The assay was set up using compound (1 μL in 100% DMSO), first reagent (10 μL), and second reagent (10 μL), Total 21 μL. The reaction was performed in a U-bottomed, white, 96-well plate. The reaction was mixed on a plate-shaker, after addition of the Enzyme, and incubated for 1 h at 22°C. After this time, the reaction was stopped by addition of 60 μL 1.5 mg/ml streptavidin SPA beads (Amersham) in 0.1 M EDTA in PBS. The beads were incubated with the reaction mixture for 1 h at 22°C after which 100 μL 0.1 M EDTA in PBS was added. The plate was sealed, mixed centrifuged and incorporated radioactivity determined by counting in a Trilux (Wallac) or Topcount (Packard) Scintillation Counter. After subtraction of background levels without enzyme, any reduction in the amount of radioactivity incorporated in the presence of a compound, compared to that in the absence, was taken as a measure of the level of inhibition. Ten concentrations of compounds were tested in three- or fivefold dilutions. From the counts per minute, percentage of inhibition at highest concentration tested or IC50S for the compounds were calculated using GraFit 3, GraFit 4 or GraFit 5 (Erithacus Software Ltd.) software packages or a data evaluation macro for Excel based on XLFit Software (IDBS).

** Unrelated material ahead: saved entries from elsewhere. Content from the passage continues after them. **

PR #1309, opened 2024-08-12
adding expandable segments

SalmanMohammadi:
#### Context
- [x] add a new feature
- [ ] fix a bug
- [ ] other (please add here)

#1185 

#### Changelog

Adding `os.environ["PYTORCH_CUDA_ALLOC_CONF"] = "expandable_segments:True"` to all our recipes.

#### Test plan
Run on 2080 Super 8GB.
```bash
(tune) salman@combuter:~/torchtune$ echo $PYTORCH_CUDA_ALLOC_CONF

(tune) salman@combuter:~/torchtune$ tune run full_finetune_single_device --config qwen2/0.5B_full_single_device log_peak_memory_stats=True metric_logger=torchtune.utils.metric_logging.WandBLogger metric_logging.project=torchtune_mem checkpointer.checkpoint_dir=/home/salman/models/Qwen2-0.5B-Instruct tokenizer.path=/home/salman/models/Qwen2-0.5B-Instruct/vocab.json tokenizer.merges_file=/home/salman/models/Qwen2-0.5B-Instruct/merges.txt max_steps_per_epoch=250
...
1|250|Loss: 1.0745091438293457: 100%|██████████████████████████████████████████████████████████████████████████████████████████████████████████████████████████████████████████████████████████████████████████████████████████████████████████████████████████████████████████████████████████████████████████████████████| 250/250 [22:37<00:00,  5.43s/it]
```
[WandB](https://wandb.ai/salman-mohammadi/torchtune/runs/urcs5jpl?nw=nwusersalmanmohammadi) of successful run with all peak memory stats <= 8GB.

### DIFF
--- a/recipes/full_finetune_distributed.py
+++ b/recipes/full_finetune_distributed.py
@@ -4,9 +4,9 @@
 # This source code is licensed under the BSD-style license found in the
 # LICENSE file in the root directory of this source tree.
 
+import os
 import sys
 import time
-
 from functools import partial
 from typing import Any, Dict, Optional, Tuple, Union
 from warnings import warn
@@ -36,6 +36,8 @@ from tqdm import tqdm
 
 
 log = utils.get_logger("DEBUG")
+
+os.environ["PYTORCH_CUDA_ALLOC_CONF"] = "expandable_segments:True"
 
 
 class FullFinetuneRecipeDistributed(FTRecipeInterface):
@@ -397,11 +399,11 @@ class FullFinetuneRecipeDistributed(FTRecipeInterface):
             sync_module_states=True,
             # Initialize empty modules on all non-zero ranks
             param_init_fn=(
-                lambda module: module.to_empty(
-                    device=torch.device("cuda"), recurse=False
+                lambda module: (
+                    module.to_empty(device=torch.device("cuda"), recurse=False)
+                    if not self._is_rank_zero
+                    else None
                 )
-                if not self._is_rank_zero
-                else None
             ),
         )
 
@@ -477,13 +479,15 @@ class FullFinetuneRecipeDistributed(FTRecipeInterface):
             dataset=ds,
             batch_size=batch_size,
             sampler=sampler,
-            collate_fn=partial(
-                utils.padded_collate,
-                padding_idx=self._tokenizer.pad_id,
-                ignore_idx=self._loss_fn.ignore_index,
-            )
-            if not packed
-            else None,
+            collate_fn=(
+                partial(
+                    utils.padded_collate,
+                    padding_idx=self._tokenizer.pad_id,
+                    ignore_idx=self._loss_fn.ignore_index,
+                )
+                if not packed
+                else None
+            ),
         )
 
         if self._is_rank_zero:
--- a/recipes/full_finetune_single_device.py
+++ b/recipes/full_finetune_single_device.py
@@ -28,6 +28,8 @@ from tqdm import tqdm
 
 log = utils.get_logger("DEBUG")
 
+os.environ["PYTORCH_CUDA_ALLOC_CONF"] = "expandable_segments:True"
+
 
 class FullFinetuneRecipeSingleDevice(FTRecipeInterface):
     """
@@ -424,13 +426,15 @@ class FullFinetuneRecipeSingleDevice(FTRecipeInterface):
             dataset=ds,
             batch_size=batch_size,
             sampler=sampler,
-            collate_fn=partial(
-                utils.padded_collate,
-                padding_idx=self._tokenizer.pad_id,
-                ignore_idx=self._loss_fn.ignore_index,
-            )
-            if not packed
-            else None,
+            collate_fn=(
+                partial(
+                    utils.padded_collate,
+                    padding_idx=self._tokenizer.pad_id,
+                    ignore_idx=self._loss_fn.ignore_index,
+                )
+                if not packed
+                else None
+            ),
         )
 
         log.info("Dataset and Sampler are initialized.")
--- a/recipes/lora_dpo_distributed.py
+++ b/recipes/lora_dpo_distributed.py
@@ -4,9 +4,9 @@
 # This source code is licensed under the BSD-style license found in the
 # LICENSE file in the root directory of this source tree.
 
+import os
 import sys
 import time
-
 from functools import partial
 from typing import Any, Dict, Optional, Tuple
 from warnings import warn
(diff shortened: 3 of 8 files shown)


felipemello1:
I think that if we were to add it, we can probably do it in torchtune/__init__.py, so it is in a single place. Wdyt?

SalmanMohammadi:
> I think that if we were to add it, we can probably do it in torchtune/**init**.py, so it is in a single place. Wdyt?

I was thinking similarly - Phil pointed out that having it at the top of the recipes makes it more visible and easier to disable since it's an experimental feature, which I agree with.

felipemello1:
@SalmanMohammadi , wanna make this change and add it to __init__.py? I would be ok with approving it, since so many people writing PRs are setting it to True to not OOM, and no one reported problems. 

@ebsmothers @pbontrager  , do you think we would be ok with approving it?

SalmanMohammadi:
> @SalmanMohammadi , wanna make this change and add it to **init**.py? I would be ok with approving it, since so many people writing PRs are setting it to True to not OOM, and no one reported problems.

Sorry, that was poorly worded on my part. 

> Phil pointed out that having it at the top of the recipes makes it more visible and easier to disable since it's an experimental feature, which I agree with.

I meant I agreed that having it in the top of recipes is more visible than having it set somewhere non-obvious/hidden like an init or util function : )

cc @joecummings too for landing this

felipemello1:
that makes sense! I edited my initial comment before I saw your reply. I do think that this should be controlled by a flag, and leave as False until pytorch merge their PR.

Apparently the only problem with leaving this a true by default is because they dont have it implemented for CUDA IPC, which I have no clue if is relevant for our users.

SalmanMohammadi:
> that makes sense! I edited my initial comment before I saw your reply. I do think that this should be controlled by a flag, and leave as False until pytorch merge their PR.

What about something like `if not "PYTORCH_CUDA_ALLOC_CONF" in os.environ:...` so we respect the user's choice for those who have deliberately set it, if it OOMs due to that issue they'll see hint from torch to set it anyway, and for 99% (pulling this out of the air) of users who don't care about this variable we set this sensible default?

Since this is hasn't landed in torch stable, this is still slightly experimental (I agree w you that it seems like a no-brainer and we've seen a lot less OOMs due to it), so we want it to be easily removable s.t. there are only shallow references to it in our codebase.

ebsmothers:
Personally I'm OK with these changes assuming we understand the implications across our recipes. If we have enough datapoints that this doesn't obviously regress any of our recipes I think we should just enable it. I would say we should run each model at least once and each recipe at least once then link the memory numbers in the test plan (you can take the testing of #1287 as an example here). @SalmanMohammadi I know you may not be able to run on distributed setups, but maybe someone can help you out here? 

Only other thing: maybe just move the definition of the environment variable into `recipe_main()` (unless there is some technical reason not to do this?)

SalmanMohammadi:
> I would say we should run each model at least once and each recipe at least once then link the memory numbers in the test plan (you can take the testing of #1287 as an example here)

As in, n_models * n_recipes? D :

If so @felipemello1 I might ask for your config profiling script if it can be adjusted for running multiple models.

felipemello1:
@SalmanMohammadi , i dont think that we need extensive testing. My understand is that we just want each recipe once, with one model. Can you confirm @ebsmothers ?

ebsmothers:
@SalmanMohammadi @felipemello1 sorry I could have stated this more clearly. Really I mean max(n_models, n_recipes), i.e. run every recipe at least once and every model at least once. Definitely do not need to do all possible combinations of the two

felipemello1:
I had issues with the command below when using expandable=True. It worked when using chunkedCE though.

```
tune run --nnodes 1 --nproc_per_node 8 lora_finetune_distributed --config gemma/2B_lora optimizer_in_bwd=False enable_activation_checkpointing=True loss=torch.nn.CrossEntropyLoss optimizer._component_=torch.optim.AdamW compile=True dataset.packed=False dataset.train_on_input=True tokenizer.max_seq_len=2048 metric_logger=torchtune.utils.metric_logging.WandBLogger metric_logger.project=chunked_CE log_every_n_steps=1 log_peak_memory_stats=True gradient_accumulation_steps=1 epochs=1 batch_size=32 max_steps_per_epoch=200 metric_logger.name=gemma2b__vanillaCE__nrpoc8_lora__AC checkpointer.output_dir=/tmp/Meta-Llama-3.1-8B-Instruct/gemma2b__vanillaCE__nrpoc8_lora__AC
```

recipes/full_finetune_distributed.py
```diff
@@ -29,6 +29,8 @@
 
 log = utils.get_logger("DEBUG")
 
+os.environ["PYTORCH_CUDA_ALLOC_CONF"] = "expandable_segments:True"
```
felipemello1, line 32: I think that it should be a parameter in the config, but we should not expose it. The default is true.

If some user faces an issue, they can just turn it off with a flag, instead of having to create a new recipe. Something like:

```
# Expandable segments save reserved memory and cant prevent OOM.
# If you have an issue because of this flag, you can set it to false in your config or add a flag to
# you command `tune run <your configurations> use_expandable_segments=False`
# For more info, check: <link to the PR or issue>
use_expandable_segments = cfg.get("use_expandable_segments", "True)
if use_expandable_segments:
	os.environ["PYTORCH_CUDA_ALLOC_CONF"] = "expandable_segments:True"
```

I have just tested qwen/gemma/llama on lora/full single/dist and it worked well for the most part. Just some warnings with qwen/gemma.

SalmanMohammadi:
Thank you so very much for helping out here @felipemello1.

> [W828 08:50:04.996578516 CUDAAllocatorConfig.h:28] Warning: expandable_segments not supported on this platform (function operator())
Do you remember what hardware you were running this on? This is a bit strange.

> That is a good point. Maybe we can add both?

Given that there's some still odd behaviour I agree it'd be good to highlight that this is slightly experimental and make it easy to disable. The error above looks to be related to this issue https://github.com/pytorch/pytorch/issues/122057. I guess my only reservation here is that if a user sees that error message, they wouldn't really know that it's something that we enabled and that you can configure through torchtune, unless we warn by default that we've enabled this experimental feature. 

The impact of this seems to be pretty minimal though - it doesn't look like it breaks things, right? It just means the user might not be able to reproduce some of our advertised hardware benchmarks.

Sorry, this is a bit of thought vomit. Probably overkill.

PR #1312, opened 2024-08-12
TransformerDecoderLayer Refactor

pbontrager:
#### Context
- [x] add a new feature
- [ ] fix a bug
- [ ] other (please add here)

This is an implementation of the similarly named RFC #1224.

#### Changelog
This follows all of the proposed changes from the RFC with the following exceptions:
- sa_norm remains unchanged based on feedback to avoid breaking checkpoints. This pattern is used for Cross attention too with ca_norm
- hidden_idx is renamed output_hidden_state based on feedback
- TransformerDecoder returns either 'output' or the list [*hidden, output] to simplify to a single output
- TransformerDecoder num_layers was kept to keep single layer initialization convenience option
- CausalSelfAttention was renamed to MultiHeadedAttention
- Didn't implement a legacy checkpoint mapping, since it was no longer needed

#### Test plan

All unit tests pass. Since TransformerSelfAttentionLayer is a drop in replacement, with the same logic, for TransformerDecoderLayer, recipe functionality hasn't changed. Along with unit and integration_tests, I'll also test launching one config per model.

#### Test Runs
Reporting Loss, TPS, and Memory for the 10th step
Config Overrides: `gradient_accumulation_steps=1 max_steps_per_epoch=12 epochs=1 log_peak_memory_stats=True batch_size=4 seed=1`

Model: Command | Original Results | Refactor Results
- Llama3 8B:
	- `tune run full_finetune_single_device --config llama3/8B_full_single_device
	- loss:1.0483 tokens_per_second_per_gpu:680.4253 peak_memory_active:16.4158
	- loss:1.0483 tokens_per_second_per_gpu:655.1651 peak_memory_active:16.4158 
- Llama2 7B:
	- `tune run lora_finetune_single_device --config llama2/7B_lora_single_device`
	- loss:1.0986 tokens_per_second_per_gpu:2947.4527 peak_memory_active:13.7403
	- loss:1.0999 tokens_per_second_per_gpu:2946.9523 peak_memory_active:13.7403
- Code Llama 2:
	- `tune run lora_finetune_single_device --config code_llama2/7B_qlora_single_device`
	- loss:1.3836 tokens_per_second_per_gpu:1540.0405 peak_memory_active:5.2585
	- loss:1.3843 tokens_per_second_per_gpu:1540.2066 peak_memory_active:5.2585
- Phi 3 Mini:
	- `tune run --nproc_per_node 4 full_finetune_distributed --config phi3/mini_full`
	- loss:0.8311 tokens_per_second_per_gpu:718.9642 peak_memory_active:9.0107
	- loss:0.8328 tokens_per_second_per_gpu:750.9670 peak_memory_active:9.0107
- Mistral 7B:
	- `tune run full_finetune_single_device --config mistral/7B_full_low_memory`
	- loss:0.8734 tokens_per_second_per_gpu:989.0916 peak_memory_active:14.4627
	- loss:0.873 tokens_per_second_per_gpu:975.2271 peak_memory_active:14.4627
- Gemma 2B:
	- `tune run --nproc_per_node 4 lora_finetune_distributed --config gemma/2B_lora`
	- loss:2.3675 tokens_per_second_per_gpu:245.2158 peak_memory_active:4.3747
	- loss:2.3717 tokens_per_second_per_gpu:261.6916 peak_memory_active:4.5800


joecummings (commented):
I see that all the CI passes but I want two more things:
1) Output from the manual tests you ran with 7B checkpoints
2) Running before and after Llama3.1 8B looking at memory and toks/sec b/c that isn't covered by the other tests and you did change the wrapping of FSDP

torchtune/modules/transformer.py
```diff
@@ -145,20 +290,32 @@ class TransformerDecoder(nn.Module):
...
-        layer: TransformerDecoderLayer,
-        num_layers: int,
+        layers: Union[nn.Module, List[nn.Module]],
+        num_layers: Optional[int],
         max_seq_len: int,
         num_heads: int,
         head_dim: int,
         norm: nn.Module,
         output: nn.Linear,
+        output_hidden_states: Optional[List[int]] = None,
```
SalmanMohammadi, line 300: tiny nit, why not?
```suggestion
        output_hidden_states: Optional[List[int]] = [],
```

torchtune/modules/transformer.py
```diff
@@ -145,20 +290,32 @@ class TransformerDecoder(nn.Module):
...
+                layers, nn.Module
+            ), "num_layers is defined, layers must be a module"
+            layers = _get_clones(layers, num_layers)
 
         self.tok_embeddings = tok_embeddings
-        self.layers = _get_clones(layer, num_layers)
+        self.layers = layers
         self.norm = norm
         self.output = output
+        self.output_hidden_states = output_hidden_states or []
```
SalmanMohammadi, line 318: then you dont have to do this

torchtune/modules/transformer.py
```diff
@@ -218,13 +381,16 @@ def forward(
         Note: At the very first step of inference, when the model is provided with a prompt,
         ``input_pos`` would contain the positions of all of the tokens in the prompt
         (eg: ``torch.arange(prompt_length)``). This is because we will need to compute the
-        KV values for each position.
+        KV values for each position.M
 
         Returns:
-            Tensor: output tensor with shape [b x s x v]
+            Tensor: output tensor with shape [b x s x v] or a list of layer
```
SalmanMohammadi, line 387: typing should be Union[Tensor, List[Tensor]?

torchtune/modules/transformer.py
pbontrager: You don't want to use mutable types as a default value in Python. Otherwise, all instances of TransformerDecoder that use the default value will actually share the same list object. Since we don't modify the list here in the class, it's not actually a problem, but it's a risky pattern nonetheless that is best avoided.

torchtune/modules/transformer.py
```diff
@@ -209,6 +368,10 @@ def forward(
                 before the softmax. A value of True in row i and column j means token i attends
                 to token j. A value of False means token i does not attend to token j. If no
                 mask is specified, a causal mask is used by default. Default is None.
+            encoder_input (Optional[Tensor]): Optional second input to cross attend with x. Shape
+                [batch_size x seq_length x embed_dim] (seq_length and embed_dim may very from x)
```
SalmanMohammadi, line 372:
```suggestion
                [batch_size x seq_length x embed_dim] (seq_length and embed_dim may vary from x)
```

torchtune/modules/transformer.py
```diff
@@ -218,13 +381,16 @@ def forward(
         Note: At the very first step of inference, when the model is provided with a prompt,
         ``input_pos`` would contain the positions of all of the tokens in the prompt
         (eg: ``torch.arange(prompt_length)``). This is because we will need to compute the
-        KV values for each position.
+        KV values for each position.M
```
SalmanMohammadi, line 384: Mmmmmmmmm

torchtune/modules/attention.py
```diff
@@ -162,6 +176,8 @@ def forward(
         Args:
             x (Tensor): input tensor with shape
                 [batch_size x seq_length x embed_dim]
+            y (Optional[Tensor]): second input tensor for cross attentin with shape
```
SalmanMohammadi, line 179:
```suggestion
            y (Optional[Tensor]): second input tensor for cross attention with shape
```

torchtune/modules/transformer.py
```diff
@@ -90,13 +99,147 @@ def forward(
...
+            **kwargs (Dict): transformer layer inputs not relevant to self attention.
+
+        Returns:
+            Tensor: output tensor with same shape as input
+                [batch_size x seq_length x embed_dim]
+        """
+        # During decoding, it's possible encoder_input is None because the embeds
+        # are already stored in the kv cache.
+        empty_cache = not self.cache_enabled or self.attn.kv_cache.size == 0
+        # Skip cross attention when no secondary input as it's primary purpose
```
kartikayk, line 217: Sorry if you already explained this before but why does the cross-attention layer skip cross-attention?

torchtune/modules/transformer.py
```diff
@@ -90,13 +99,147 @@ def forward(
...
+                [batch_size x x_seq_len x encoder_seq_len]
+            **kwargs (Dict): transformer layer inputs not relevant to self attention.
+
+        Returns:
+            Tensor: output tensor with same shape as input
+                [batch_size x seq_length x embed_dim]
+        """
+        # During decoding, it's possible encoder_input is None because the embeds
+        # are already stored in the kv cache.
+        empty_cache = not self.cache_enabled or self.attn.kv_cache.size == 0
```
kartikayk, line 216: I don't think I follow?

torchtune/modules/transformer.py
```diff
@@ -90,13 +99,147 @@ def forward(
...
+        # A mask of tokens (x) with no encoder_input
+        skip_mask = self._skip_mask(encoder_mask)
+
+        # Input tensor and attention output have the same shape
+        # [b, s, d]
+        # Norm applied before self-attention
+        # TODO: Add support for sample packing and bring ack input_pos
+        attn_out = self.attn(self.ca_norm(x), encoder_input, mask=encoder_mask)
+        if skip_mask is not None:
+            attn_out.masked_fill_(skip_mask, 0)
```
kartikayk, line 231: I don't think I follow?

torchtune/modules/transformer.py
```diff
@@ -145,20 +290,32 @@ class TransformerDecoder(nn.Module):
...
         max_seq_len: int,
         num_heads: int,
         head_dim: int,
         norm: nn.Module,
         output: nn.Linear,
+        output_hidden_states: Optional[List[int]] = None,
     ) -> None:
         super().__init__()
+        if num_layers is None:
+            assert isinstance(
```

b) Genotype 1b Full-Length Enzyme Reaction Conditions were 0.5 μM [33P]-GTP (20 Ci/mMol), 1 mM Dithiothreitol, 20 mM MgCI2, 5mM MnCI2, 20 mM Tris-HCI, pH7.5, 1.6 μg/mL polyC/0.256 μM biotinylated oligoG13, 10% glycerol, 0.01% NP-40, 0.2 u/μL RNasin and 50 mM NaCI.
HCV RNA Polymerase (Recombinant full-length NS5B (Lohmann et al, J. Virol. 71 (11 ), 1997, 8416. 'Biochemical properties of hepatitis C virus NS5B RNA-dependent RNA polymerase and identification of amino acid sequence motifs essential for enzymatic activity') expressed in baculovirus and purified to homogeneity) was added to 4 nM final concentration.
5x concentrated assay buffer mix was prepared using 1 M MnCI2 (0.25 mL), glycerol (2.5mL), 10% NP-40 (0.025 mL) and Water (7.225 mL), Total 10 mL.
2x concentrated enzyme buffer contained 1 M-Tris-HCI, pH7.5 (0.4 mL), 5M NaCI (0.2 mL), 1 M-MgCI2 (0.4 mL), glycerol (1 mL), 10% NP-40 (10 μL), 1 M DTT (20 μL) and water (7.97 mL), Total 1O mL
Substrate Mix was prepared using 5x Concentrated assay Buffer mix (4μL), [33P]-GTP (10 μCi/μL, 0.02μL), 25 μM GTP (0.4 μL), 40 u/μL RNasin (0.1 μL), 20 μg/mL polyrC/biotinylated-oligorG (1.6 μL), and Water (3.94 μL), Total 10 μL.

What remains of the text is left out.